Oohh I liked the Golden/St.bernard one the best. I have two small dogs (not toys but 20 lbs) and two large ones (both about 65 lbs) and I feel they all have their own pros and cons. There are times that the big ones are rough-housing and knocking things over that I'm grateful the small ones don't tear up the house so much when they play. Less food, less waste, (pile size, that is) and sometimes its just nice to have my little guys around. I feel I have the best of both worlds by having small dogs and large dogs. Balance!  I usually lean towards purebred instead of mutts but now that we have our lab-mix I will probably veer off of that path for my next dogs. I think its good to have a balance in that area, also. I feel there are pros and cons to both purebred and mixed.

Those mixes are cute but I still want my Golden to just be a Golden.


----------



## jessme7

I am not too much of a fan of goldendoodles also but if I had to pick one, I do like the light colored ones over the black ones. I also must say that Joe's pictures of the goldendoodles are very cute. Out of the mixes I like the golden/st.bernard and the golden/berniese mt.dog. I guess I like the big muzzle look. I really enjoy looking at all these pictures on this thread. I hope people add more pictures to it as we find em.


----------



## jeffreyzone

Thanks for starting this thread, Joe. There are some interesting dogs included!

Here's a *Golden Retriever/American Eskimo* mix...OK, so maybe he's actually more Lab than Golden, although Barrington's foster mom still insists that he is part Golden.
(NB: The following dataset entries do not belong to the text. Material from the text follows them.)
PR #3017, opened 2026-07-08
Move prepare out of executor-based Sampler

### LINKED ISSUE #3016: Move prepare out of executor-based Sampler
Reasons:
- Consistency with executor-based Estimator
- `prepare` can be invoked without instantiating a backend and/or a Sampler, which is more handy for debugging and testing
- Allows introducing `finalize_options` consistently across Sampler and Estimator

SamFerracin:
### Summary
This PR moves `prepare` out of `SamplerV2` and into a dedicated file.

Fixes #3016 

### AI/LLM disclosure


SamFerracin:
I have not removed or changed tests, but simply split them and adjusted them

qiskit_ibm_runtime/executor_sampler/sampler.py
```diff
@@ -174,7 +167,16 @@ def run(self, pubs: Iterable[SamplerPubLike], *, shots: int | None = None) -> Ru
         # Non-simulator path: use executor
         # Convert pubs to QuantumProgram and map options using the prepare method
         logger.info("Starting pre-processing")
-        quantum_program, executor_options = self.prepare(coerced_pubs, default_shots)
+        quantum_program, executor_options = prepare(coerced_pubs, self.options, default_shots)
+
+        # Apply dynamical decoupling if enabled
```
leonapivato, line 172: Would it be better if this was still in the prepare function, and the backend got passed in as a parameter. Seems like `apply_dynamical_decoupling` is apart of the overall prepare process, no?

leonapivato (approved):

qiskit_ibm_runtime/executor_sampler/sampler.py
SamFerracin: As discussed privately, this is not possible due to the fact that DD is not vendor agnostic (needs a backend)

It was her argument to the rescue group on his behalf, and we are so thankful that she prevailed. 

Barrington, who weighs 38 pounds, swims and retrieves like a Golden; he runs like the wind and catches frisbee like a Border Collie; he learns tricks and yips like an Eskimo. We are currently having a blast in agility class. He is remarkably intelligent and very sensitive to our emotions. Thanks to Golden rescue, we share our home with this very unique and wonderful dog.


----------



## LaurJen

jeffreyzone said:


> Thanks for starting this thread, Joe. There are some interesting dogs included!
> Here's a *Golden Retriever/American Eskimo* mix...


~~That's a beautiful dog!


----------



## Goldndust

It's more of a question as too would I pay 1,000 and up for a dog that is mix and can be found in a local shelter. The answer to that Joe would be.....NO, I would not! I'm a little smarter then that. Personally I hate that there messing with the breed I love so much out of pure greed, because that is what it amounts too. 

Cute, yes! But really, don't we have enough of these mixes in our local shelters.


----------



## jeffreyzone

You are absolutley right, Goldndust. Mainstream America doesn't know the extent of the shelter overpopulation problems. It's a subject that is easily avoided...just look the other way and head on down to the pet store when it's time to buy a puppy. The slightly more informed will seek out a local backyard breeder for a "purebred" or one of these designer breeds like the 'doodles so they can brag to their neighbors about how much money they spent on the purchase of their new dog. 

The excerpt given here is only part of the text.